I've also found that if you have a local rate limit defined at the http_connection_manager level as one of the first (or the first) http_filters and the request, and the request will match a separate http_local_rate_limit at the vhost/route level, then the http_connection_manager level local_rate_limit is not hit, no matter whether the request rate is exceeding it's token bucket or not.

Should show enabled or ok hits here, or even rate_limited but shows all zeros:

mylistener.http_local_rate_limit.enabled: 0
mylistener.http_local_rate_limit.enforced: 0
mylistener.http_local_rate_limit.ok: 0
mylistener.http_local_rate_limit.rate_limited: 0

Each request shows as using two tokens from the vhost/route level http_local_rate_limit bucket.

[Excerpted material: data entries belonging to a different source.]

PR #2721, opened 2024-10-15
Add `hideLabel` prop to ImageInput component

connor-baer:
## Purpose

The ImageInput component visually hides its label by default. Currently, there's no way to unhide the label. Thanks @matoous for reporting this 🙌 

## Approach and changes

- Added a `hideLabel` prop to the ImageInput component. Unlike for other input components, `hideLabel` defaults to `true` to match the ImageInput's current behavior. We might change the default in the next major version.

Showing the label wasn't as straightforward as I had initially assumed, due to the unique structure of the ImageInput:

- The `input[type="file"]` element is visually hidden since it cannot be styled. Instead, the `label` element wraps the custom image preview component to proxy interactions to the input.
- The image preview is overlaid with a button to upload or clear the selected image. The button's label must not be part of the input label, so the `button` element must be rendered outside the `label` element. However, the button should be absolutely positioned relative to the image preview _inside_ the `label`. This is achieved with a common parent element.
- Unhiding the label text breaks the layout when the text is wider than the image preview, as it pushes the button to the side.

I solved this by keeping the label text inside the `label` visually hidden and adding a visible label above the image preview & button group. The visible label is hidden from the accessibility tree to avoid duplication. The only limitation of this approach is that pressing the visible label doesn't activate the input.

## Definition of done

* [x] Development completed
* [x] Reviewers assigned

### DIFF
--- a/.changeset/happy-glasses-work.md
+++ b/.changeset/happy-glasses-work.md
@@ -2,4 +2,4 @@
 '@sumup/circuit-ui': minor
 ---
 
-Added a `hideLabel` prop to the ImageInput component. It defaults to `true` to match the existing behavior.
+Added a `hideLabel` prop to the ImageInput component (defaulting to `true` to match the existing behavior) and added an `optionalLabel` prop to indicate to users whether the input is required.
--- a/.changeset/happy-glasses-work.md
+++ b/.changeset/happy-glasses-work.md
@@ -1,0 +1,5 @@
+---
+'@sumup/circuit-ui': minor
+---
+
+Added a `hideLabel` prop to the ImageInput component. It defaults to `true` to match the existing behavior.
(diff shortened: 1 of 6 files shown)


matoous (approved):
Thank you!

.changeset/happy-glasses-work.md
```diff
@@ -0,0 +1,5 @@
+---
+'@sumup/circuit-ui': minor
+---
+
```
sirineJ, line 4: you also added the `optionalLabel` prop too

connor-baer: True, thanks for catching that!

.changeset/happy-glasses-work.md
```diff
@@ -0,0 +1,5 @@
...
+Added a `hideLabel` prop to the ImageInput component. It defaults to `true` to match the existing behavior.
```
connor-baer, line 5:
```suggestion
Added a `hideLabel` prop to the ImageInput component (defaulting to `true` to match the existing behavior) and added an `optionalLabel` prop to indicate to users whether the input is required.
```

PR #3014, opened 2025-03-25
Refactor action menu with popover

sirineJ:

## Purpose

After aligning Popover API with ActionMenu's API, its now more natural and easy to refacor ActionMenu based with the generic Popover component.
I also noticed that, when a popover opens, its trigger element is rerendered, which caused the focus management to break as the Dialog component isn't able to find the current active element, thus defaulting to the `body`. Ideally the reference component prop should be wrapped inside a `useCallback`. Since we can't always guarantee that, The Popover will explicitly focus the reference element inside the Popover component when the `isOpen` prop becomes falsy.

## Approach and changes

## Definition of done

* [ ] Development completed
* [ ] Reviewers assigned

### DIFF
--- a/packages/circuit-ui/components/ActionMenu/ActionMenu.tsx
+++ b/packages/circuit-ui/components/ActionMenu/ActionMenu.tsx
@@ -16,43 +16,26 @@
 'use client';
 
 import {
-  Fragment,
-  useCallback,
-  useEffect,
   useId,
   useRef,
-  type KeyboardEvent,
   forwardRef,
-  type ComponentType,
-  useState,
+  useCallback,
+  type KeyboardEvent,
 } from 'react';
-import {
-  useFloating,
-  flip,
-  offset as offsetMiddleware,
-  size,
-  type Placement,
-  type SizeOptions,
-} from '@floating-ui/react-dom';
 
 import type { ClickEvent } from '../../types/events.js';
-import { isArrowDown, isArrowUp } from '../../util/key-codes.js';
-import { isFunction } from '../../util/type-check.js';
-import { clsx } from '../../styles/clsx.js';
-import { useMedia } from '../../hooks/useMedia/index.js';
-import { applyMultipleRefs } from '../../util/refs.js';
 import { Hr } from '../Hr/index.js';
 import { useFocusList } from '../../hooks/useFocusList/index.js';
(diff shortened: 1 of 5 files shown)


packages/circuit-ui/components/ActionMenu/ActionMenu.tsx
```diff
@@ -119,215 +59,85 @@ export interface ActionMenuProps
...
-      </Fragment>
+          {actions.map((action, index) =>
+            isDivider(action) ? (
+              <Hr
+                className={classes.divider}
+                key={`cui-action-menu-divider-${menuId}-${index}`}
+              />
+            ) : (
+              <ActionMenuItem
+                key={`cui-action-menu-item-${menuId}-${index}`}
```
connor-baer, line 131: There's no need to prefix React keys, since they're not rendered to the DOM. Including the `menuId` doesn't have any effect either, since it's the same across all items.

packages/circuit-ui/components/ActionMenu/ActionMenu.tsx
```diff
@@ -119,215 +59,85 @@ export interface ActionMenuProps
...
-              ),
-            )}
-          </div>
-        </Dialog>
-      </Fragment>
+          {actions.map((action, index) =>
+            isDivider(action) ? (
+              <Hr
+                className={classes.divider}
+                key={`cui-action-menu-divider-${menuId}-${index}`}
```
connor-baer, line 127: Same here.

packages/circuit-ui/components/ActionMenu/ActionMenu.tsx
sirineJ: there could be multiple action menus in the same page, that is why I added it.

connor-baer: React can distinguish between same keys in different arrays. From the [React docs](https://react.dev/learn/rendering-lists#rules-of-keys): 

> Keys must be unique among siblings. However, it’s okay to use the same keys for JSX nodes in different arrays.

sirineJ: yes, "among siblings" being the key phrase 😁

connor-baer (approved):
This is a fantastic refactor! Love to see so much removed code 😍

PR #3017, opened 2025-03-28
remove redundant element roles

sirineJ:
## Purpose

Fixes some Biome warnings about redundant role attributes on semantic elements.

## Definition of done

* [x] Development completed
* [x] Reviewers assigned

### DIFF
--- a/packages/circuit-ui/components/Pagination/components/PageList/PageList.tsx
+++ b/packages/circuit-ui/components/Pagination/components/PageList/PageList.tsx
@@ -39,7 +39,7 @@ export const PageList: FC<PageListProps> = ({
   ...props
 }: PageListProps) => (
   // eslint-disable-next-line jsx-a11y/no-redundant-roles
-  <ol role="list" className={clsx(classes.base, className)} {...props}>
+  <ol className={clsx(classes.base, className)} {...props}>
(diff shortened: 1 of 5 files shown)


packages/circuit-ui/components/Pagination/components/PageList/PageList.tsx
```diff
@@ -39,7 +39,7 @@ export const PageList: FC<PageListProps> = ({
   ...props
 }: PageListProps) => (
   // eslint-disable-next-line jsx-a11y/no-redundant-roles
```
connor-baer, line 41: The ESLint comment is now obsolete as well.

connor-baer (approved):
For context, I originally added the `role="list"` attributes because of a [~~bug~~ feature in Safari](https://www.scottohara.me/blog/2019/01/12/lists-and-safari.html) where list semantics are removed when setting the list-style to `none`. This logic was tweaked around January 2023:

> There have been additional updates to how Safari exposes list semantics based on their nesting context. For instance, if a list is a descendant of a `<nav>` element, then even if the list styles are removed, Safari/VoiceOver will expose this as a list to users.

I've double-checked that all list where you removed the attribute are nested inside a `nav` element, so the attribute is safe to remove.

PR #3018, opened 2025-03-28
fix broken aria references

sirineJ:
## Purpose

In a lot of components, we provide the id of the validation hint element to the `aria-describedby` attribute even when a `validationHint` prop isn't provided. This leads to broken aria reference errors.

## Approach and changes

- only reference validation hint elements when `validationHint` is not empty
- add a new `idx` helper, that works similarly to the `clsx` helper, but returns `undefined` when all ids are falsy

* [x] Development completed
* [x] Reviewers assigned

### DIFF
--- a/.changeset/old-keys-walk.md
+++ b/.changeset/old-keys-walk.md
@@ -1,0 +1,5 @@
+---
+"@sumup-oss/circuit-ui": patch
+---
+
+Removed `aria-*` attributes with references to non-existent elements.
--- a/.changeset/silly-crabs-agree.md
+++ b/.changeset/silly-crabs-agree.md
@@ -1,0 +1,5 @@
+---
+'@sumup-oss/circuit-ui': minor
+---
+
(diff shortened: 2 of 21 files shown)


connor-baer (commented):
`aria-*` attributes receive special treatment from React: they're rendered to the DOM even if their value is an empty string. That's why most components include a `|| undefined` condition after the `clsx` function. 

What do you think about introducing an `idx` function that works the same way as the `clsx` function, but returns `undefined` when empty? This would ensure consistent behavior and would be more idiomatic (I've always felt weird about using the `clsx` function for ids).

connor-baer:
And a head's up: this will cause many snapshots to change in the web dashboard. I don't think that's an issue, but I would classify this as at least a minor version bump.

connor-baer:
@sirineJ I'd love a review of the changes I added 🙏🏻 (unfortunately, I can't assign you as a reviewer since you opened the PR)

connor-baer (approved):

PR #3020, opened 2025-03-31
Fix: Hide button when hidden attribute is passed

vascofg:
## Purpose

`hidden` HTML attribute had no effect on `Button`. This is because we specifically set `display: inline-flex`, and that overrides the default browser behaviour (setting `display: none`)

## Approach and changes

Add specific `display: none` rule when `hidden` attribute is present on buttons.

## Definition of done

* [X] Development completed
* [ ] Reviewers assigned
* [X] Unit and integration tests

### DIFF
--- a/.changeset/tidy-bananas-warn.md
+++ b/.changeset/tidy-bananas-warn.md
@@ -2,4 +2,4 @@
 "@sumup-oss/circuit-ui": patch
 ---
 
-Hide button when hidden attribute is passed
+Added support for the `hidden` attribute to the Button component.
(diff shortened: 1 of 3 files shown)


.changeset/tidy-bananas-warn.md
```diff
@@ -0,0 +1,5 @@
+---
+"@sumup-oss/circuit-ui": patch
+---
+
+Hide button when hidden attribute is passed
```
sirineJ, line 5:
```suggestion
Added support for the `hidden` attribute to the Button component.
```

sirineJ (approved):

localratelimit_vhost.http_local_rate_limit.enabled: 52
localratelimit_vhost.http_local_rate_limit.enforced: 22
localratelimit_vhost.http_local_rate_limit.ok: 30
localratelimit_vhost.http_local_rate_limit.rate_limited: 22

As soon as you remove the vhost/route level http_local_rate_limit, then all of a sudden the http_connection_manager.http_filters one starts getting action:

mylistener.http_local_rate_limit.enabled: 20
mylistener.http_local_rate_limit.enforced: 0
mylistener.http_local_rate_limit.ok: 20
mylistener.http_local_rate_limit.rate_limited: 0

This is particularly perplexing because I would expect that the http_connection_manager.http_filters local_rate_limit would be executed on before envoy.filters.http.router (further down in the filters) and (if sufficiently restrictive) end processing before reaching the vhost/routes evaluation. Currently even if the http_connection_manager.http_filters local_rate_limit is set to a very low value, one which would be exhausted immediately, as long as another local_rate_limit exists at the vhost/route level, it seems to take the token decrements upon itself anyways. Envoy seems to look ahead? Or maybe my mental model of Envoys http_filters as a series of sequential steps is misguided.